# UPNP



## windl (11. Jul 2017)

Hallo ich möchte gerne von einem Tablet via BubbleUPNP Filme und Musik auf meinem Rechner abspielen.
Dazu wollte ich mir einen eigenen UPNP-Renderer/Server schreiben.
Leider komme ich mit dem Protokoll und mit den dahinterliegenden XML-Dateien nicht klar.

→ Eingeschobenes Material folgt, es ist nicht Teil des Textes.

PR #98, opened 2023-05-09
🐛 handle ctrl chars in datastream

prashantgupta24:
Handle escaped control characters in the server while loading training data.

The current code handles control characters as part of the string, for example `"name \t ": "John"` works well. But introducing new line characters as part of a `jsonl` file is what's causing problems at the moment.

### DIFF
--- a/caikit/core/data_model/streams/data_stream.py
+++ b/caikit/core/data_model/streams/data_stream.py
@@ -176,7 +176,7 @@ class DataStream(Generic[T]):
 
                 try:
                     for line in lines:
-                        if line != b"\n":  # ignore new line characters
+                        if line.strip():  # ignore empty lines
                             yield json.loads(line)
                 except json.JSONDecodeError as e:
                     error(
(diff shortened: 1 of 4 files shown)


caikit/core/data_model/streams/data_stream.py
```diff
@@ -176,7 +176,8 @@ def generator_func():
 
                 try:
                     for line in lines:
-                        yield json.loads(line)
+                        if line != b"\n":  # ignore new line characters
```
prashantgupta24, line 179: there has to be a better way to do this?

gabe-l-hart: Can you just do `if not line.strip(): continue`?

prashantgupta24: Since we open the file in binary mode (I'm still not sure I understand why), `line.strip` gives me `b''` which is why I wasn't able to use that and I had to resort to checking `line != b"\n"` explicitly.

Kennt jemand einen Java UPNP-Server den man für diese Zwecke nutzen könnte.
Meine Suche war leider erfolglos.

Danke
Uwe


----------



## JuKu (15. Jul 2017)

Ich glaube ehrlich gesagt nicht, dass es sowas bereits gibt.


----------



## Xyz1 (15. Jul 2017)

Hallo Uwe,
was ist denn für dich Bubble?
Der Begriff sagt mir jetzt nichts.
Ich weiß, teilweise Unwissen offenbart, vielleicht muss mein Nickname geändert werden in der (Partial-)Wissende.


----------



## tommysenf (16. Jul 2017)

DerWissende hat gesagt.:


> was ist denn für dich Bubble?
> Der Begriff sagt mir jetzt nichts.


Wissen ist wissen wo es steht 
http://www.lmgtfy.com/?q=BubbleUPNP

@windl 
Wie wäre es mit dem BubbleUPNP Server? 
https://www.bubblesoftapps.com/bubbleupnpserver/


----------



## windl (31. Aug 2017)

Sorry für die späte Antwort.
Ich wollte dies in das folgende Programm intigrieren (http://htpc-mediagate.de/homepage/live/)
Das ist ein Media-Programm welches ich schon seit einigen Jahren für den privaten Hausgebrauch entwickle.
Diese "Nicht - offizielle" Hompepage besteht nur - weil ich mit mir kämpfe es als OpenSource herauszugeben.
Daher denke ich, dass der bubbleupnpserver wohl etwas zu "over sized" ist.


Danke
Uwe


----------